## To do
Restate word for word the lines in the listing below, starting at the line containing "- [ ] Update API's" and ending at the line containing "rafmudaf, line 218: @paulf81", both included; leave out the rest.

## Records shown
PR #830, opened 2024-03-05
Rename floris.simulation, floris.tools to floris.core, floris

rafmudaf:
# Rename FLORIS packages
This pull request restructures the packages within FLORIS.

## v3 Architecture

Currently, the software has the following high-level architecture:
```mermaid
classDiagram
    class tools {
        +FlorisInterface
    }
    class simulation {
        +Floris
    }
    class type_dec
    class utilities
    tools <-- type_dec
    simulation <-- type_dec
    tools <-- utilities
    simulation <-- utilities
    tools <-- simulation
```

The `floris.tools.FlorisInterface` class is the entry point for most use-cases, and it uses `floris.simulation` as a library for computing the wake calculation with the `Floris` class as the central data structure. This architecture has been around since at least v2, but it has some issues. One problem is that the word "floris" is used in these contexts:
- "FLORIS" as a acronym for the project
- "floris" as the Python package, this is what is installed from PyPI
- "floris" as the primary module within the `floris.simulation` package, i.e. `from floris.simulation.floris import Floris`. Note that the second "floris" in the import statement was hidden by the `__init__` imports at the top level
- "Floris" as the primary data structure in the `floris.simulation` package

`FlorisInterface` as the primary user entry was contextually relevant when FLORIS included interfaces to other simulators like SOWFA, but that functionality was left out in the upgrade to v3. The "Interface" portion remained in the name mostly as a relic but without the context of the other interfaces.

## v4 Module-level Redesign
As part of the transition to v4, the directory structure and package architecture of the FLORIS project is redesigned to the following:
```mermaid
classDiagram
    class Floris {
        +FlorisModel
    }
    class core {
        +Core
    }
    class type_dec
    class utilities
    Floris <-- type_dec
    core <-- type_dec
    Floris <-- utilities
    core <-- utilities
    Floris <-- core
```

Here, the user-facing component is `floris.FlorisModel`, and the former tools package is moved up to the top level.

## v3 / v4 API Compared
Here's a comparison of the old and new API's for a simple script:

```python

##### v3
import numpy as np

fi.reinitialize(wind_directions=..., wind_speeds=...)
fi.calculate_wake(yaw_angles=...)
turbine_powers = fi.get_turbine_powers()/1000.

horizontal_plane = fi.calculate_horizontal_plane(height=90.0)
wakeviz.visualize_cut_plane(
    horizontal_plane,
    ax=axarr[0],
    title="Initial setup",
    min_speed=MIN_WS,
    max_speed=MAX_WS
)

wakeviz.show_plots()


##### v4 at this PR

import numpy as np

import floris.visualization as wakeviz

fmodel.set(wind_directions=..., wind_speeds=..., yaw_angles=...)
fmodel.run()
turbine_powers = fmodel.get_turbine_powers()/1000.

horizontal_plane = fmodel.calculate_horizontal_plane(height=90.0)
wakeviz.visualize_cut_plane(
    horizontal_plane,
    ax=axarr[0],
    title="Initial setup",
    min_speed=MIN_WS,
    max_speed=MAX_WS
)

wakeviz.show_plots()
```

## Related issues, discussions, PRs
- https://github.com/NREL/floris/discussions/801
- https://github.com/NREL/floris/pull/823
- https://github.com/NREL/floris/discussions/825

This touches most files within the `floris/` directory. I've tried to keep this pull request scope to variable and class name changes, and I've tried to exclude other minor refactoring.

## Things to do
- [ ] First, I'd like feedback on the general design of the API. See examples updated in https://github.com/NREL/floris/commit/940b1b22894fc64ae97f0f901802576cc8c1f8ae. Agree to patterns for:
    - Variable name for the `FlorisModel` instance, currently `fmodel`
    - Naming conventions for `UncertaintyInterface` and `ParallelComputingInterface`, suggested `FlorisUncertaintyModel` / `umodel` and `FlorisParallelModel` / `pmodel`
    - Is `FlorisModel` as the main entry point good for everyone?
- [ ] Update API's in remaining packages and examples
    - Find / replace
        - FlorisInterface -> FlorisModel
        - fi = -> fmodel =
        - fi= -> fmodel=
        - fi. -> fmodel.
        - fi, -> fmodel,
        - fi: -> fmodel:
        - fmodel.floris -> fmodel.core
- [ ] Update docs:
    - README
    - Architecture & Design
    - Getting started


rafmudaf:
@paulf81 @misi9170 @bayc @ejsimley Please see this pull request, and any conceptual feedback would be helpful. There are a lot of files changed, but the content of the changes is relatively small. Rather than reviewing each file, it would be best to mostly focus on the following locations:
- The examples changed in https://github.com/NREL/floris/commit/940b1b22894fc64ae97f0f901802576cc8c1f8ae
- The [floris module containing FlorisModel](https://github.com/rafmudaf/floris/blob/package_name_change/floris/floris.py)
- The [visualization module](https://github.com/rafmudaf/floris/blob/package_name_change/floris/visualization.py) since that uses much of the components of the `FloridModel` class

misi9170:
@rafmudaf I agree with these changes, but I'm not a good data point because we already spoke about this. 

One thing though: is there any reason that the [floris module containing FlorisModel](https://github.com/rafmudaf/floris/blob/package_name_change/floris/floris.py) shouldn't just be called floris_model.py? that would stick to the convention of the file containing a class of the same name, and would also help get rid of this `from floris.floris ...` business

paulf81:
tests passing @rafmudaf

floris/flow_visualization.py
```diff
@@ -215,7 +215,7 @@ def visualize_heterogeneous_cut_plane(
     Args:
         cut_plane (:py:class:`~.tools.cut_plane.CutPlane`): 2D
             plane through wind plant.
-        fi (:py:class:`~.tools.floris_interface.FlorisInterface`): FlorisInterface object.
```
rafmudaf, line 218: @paulf81 just a heads up that this syntax, the `:py:class:` part, is good to keep since it links to the target class in the API docs. See [here](https://nrel.github.io/floris/_autosummary/floris.tools.visualization.visualize_heterogeneous_cut_plane.html#floris.tools.visualization.visualize_heterogeneous_cut_plane) for this particular example.

paulf81: That is good to know, it's a bit random right now the style of of the docstrings depending on by who and when they were written.  What if we made a separate issue/pull to go through and bring all the docstrings to a particular format?

paulf81:
hi @rafmudaf , one question for you, I also update the profiling folder, but noticed that timing.py and serial_vectorize.py are more out of date, but also that nothing is calling them, so maybe these are just to be deleted?

floris/flow_visualization.py
rafmudaf: No problem, I agree that the docstrings are very inconsistent. I have no issue with leaving them how they are, and I agree that updating the docstrings is outside the scope of this pull request.

rafmudaf:
> hi @rafmudaf , one question for you, I also update the profiling folder, but noticed that timing.py and serial_vectorize.py are more out of date, but also that nothing is calling them, so maybe these are just to be deleted?

Nothing in the `profiling/` directory is used by an automated system or many people outside of our group. Any of the scripts that we've developed in the past few years to profile FLORIS are dumped there. Unless there's a compelling reason to remove it, I'd prefer to update those scripts, or even leave them out of date, and keep them there as a "better than nothing" until there's a more comprehensive performance profiling system. There is some useful stuff there, but it's not well organized.

paulf81:
> Generally, it would be good to keep the scope of this pull request to changing the variable, class, and file names, and then we can do clean up etc in another pull request. This way, when we review the changes here, we can be on the lookout for only a specific set of things.

Sounds good, I think with that I've finished going through and updating all the class references and imports to the new style and all tests and examples are running

misi9170:
Working through the changes for `UncertaintyInterface` and `ParallelComputingInterface`; decided (with @paulf81) to go with:
- `UncertaintyInterface` -> `UncertainFlorisModel` (suggested instantiation `ufmodel`)
- 'ParallelComputingInterface` -> `ParallelFlorisModel` (suggested instantiation `pfmodel`)

misi9170:
Now addresses #834.

Note that support from `cut_in_wind_speed` and `cut_out_wind_speed` have been removed from `ParallelFlorisModel.get_farm_AEP()`. @paulf81 and I have discussed removing support from these from `FlorisModel.get_farm_AEP()` and `UncertainModel.get_farm_AEP()` also, but that will come in a separate pull request. These methods are counter to the paradigm that the underlying `FlorisModel` should contain only the data that is to be computed; instead, we can consider moving such functionality to the `WindData` objects.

## Solution to this problem
- [ ] Update API's in remaining packages and examples
    - Find / replace
        - FlorisInterface -> FlorisModel
        - fi = -> fmodel =
        - fi= -> fmodel=
        - fi. -> fmodel.
        - fi, -> fmodel,
        - fi: -> fmodel:
        - fmodel.floris -> fmodel.core
- [ ] Update docs:
    - README
    - Architecture & Design
    - Getting started


rafmudaf:
@paulf81 @misi9170 @bayc @ejsimley Please see this pull request, and any conceptual feedback would be helpful. There are a lot of files changed, but the content of the changes is relatively small. Rather than reviewing each file, it would be best to mostly focus on the following locations:
- The examples changed in https://github.com/NREL/floris/commit/940b1b22894fc64ae97f0f901802576cc8c1f8ae
- The [floris module containing FlorisModel](https://github.com/rafmudaf/floris/blob/package_name_change/floris/floris.py)
- The [visualization module](https://github.com/rafmudaf/floris/blob/package_name_change/floris/visualization.py) since that uses much of the components of the `FloridModel` class

misi9170:
@rafmudaf I agree with these changes, but I'm not a good data point because we already spoke about this. 

One thing though: is there any reason that the [floris module containing FlorisModel](https://github.com/rafmudaf/floris/blob/package_name_change/floris/floris.py) shouldn't just be called floris_model.py? that would stick to the convention of the file containing a class of the same name, and would also help get rid of this `from floris.floris ...` business

paulf81:
tests passing @rafmudaf

floris/flow_visualization.py
```diff
@@ -215,7 +215,7 @@ def visualize_heterogeneous_cut_plane(
     Args:
         cut_plane (:py:class:`~.tools.cut_plane.CutPlane`): 2D
             plane through wind plant.
-        fi (:py:class:`~.tools.floris_interface.FlorisInterface`): FlorisInterface object.
```
rafmudaf, line 218: @paulf81 just a heads up that this syntax, the `:py:class:` part, is good to keep since it links to the target class in the API docs. See [here](https://nrel.github.io/floris/_autosummary/floris.tools.visualization.visualize_heterogeneous_cut_plane.html#floris.tools.visualization.visualize_heterogeneous_cut_plane) for this particular example.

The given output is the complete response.